Task description:
Below are records; report the number of lines in them that include the word "Behavior", with no other text.

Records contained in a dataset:
PR #5882, opened 2026-08-18
docs: document combo-box partialMatchMode

vursen:
Adds a `Partial Match Behavior` section to the Combo Box reference, with Lit, Flow, and React examples, documenting the `partialMatchMode` property (`none` | `first-match` | `only-match`)

Fixes https://github.com/vaadin/web-components/issues/1280


articles/components/combo-box/index.adoc
```diff
@@ -343,6 +343,60 @@ endif::[]
 --
 
 
+[role="since:com.vaadin:vaadin@V25.3"]
+== Partial Match Selection
```
vursen: Partial Filter Matches?

rolfsmeds: Partial Match Behavior?

articles/components/combo-box/index.adoc
```diff
@@ -343,6 +343,60 @@ endif::[]
...
+
+Pressing kbd:[Enter] while filtering commits an item only when the typed filter matches its full label. If the filter matches the label only partially, the item has to be focused in the overlay first, for example with the kbd:[Down] arrow key.
```
rolfsmeds: Pressing Tab or blurring the field in any other way also commits the focused value.

rolfsmeds (changes requested):

articles/components/combo-box/index.adoc
vursen: I added "blurring the field" to the sentence. Is that what you meant?

articles/components/combo-box/index.adoc
vursen: Done.

articles/components/combo-box/index.adoc
rolfsmeds: That's probably clear enough.

rolfsmeds (approved):

articles/components/combo-box/index.adoc
```diff
@@ -343,6 +343,60 @@ endif::[]
 --
 
 
+[role="since:com.vaadin:vaadin@V25.3"]
+== Partial Match Behavior
+
+Pressing kbd:[Enter] or blurring the field (for example, by pressing kbd:[Tab]) while filtering commits an item only when the typed filter matches its full label. If the filter matches the label only partially, the item has to be focused in the overlay first, for example with the kbd:[Down] arrow key.
```
vursen:
```suggestion
Pressing kbd:[Enter] or blurring the field (for example, by using kbd:[Tab]) while filtering commits an item only when the typed filter matches its full label. If the filter matches the label only partially, the item has to be focused in the overlay first, for example with the kbd:[Down] arrow key.
```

Solved exercise:
3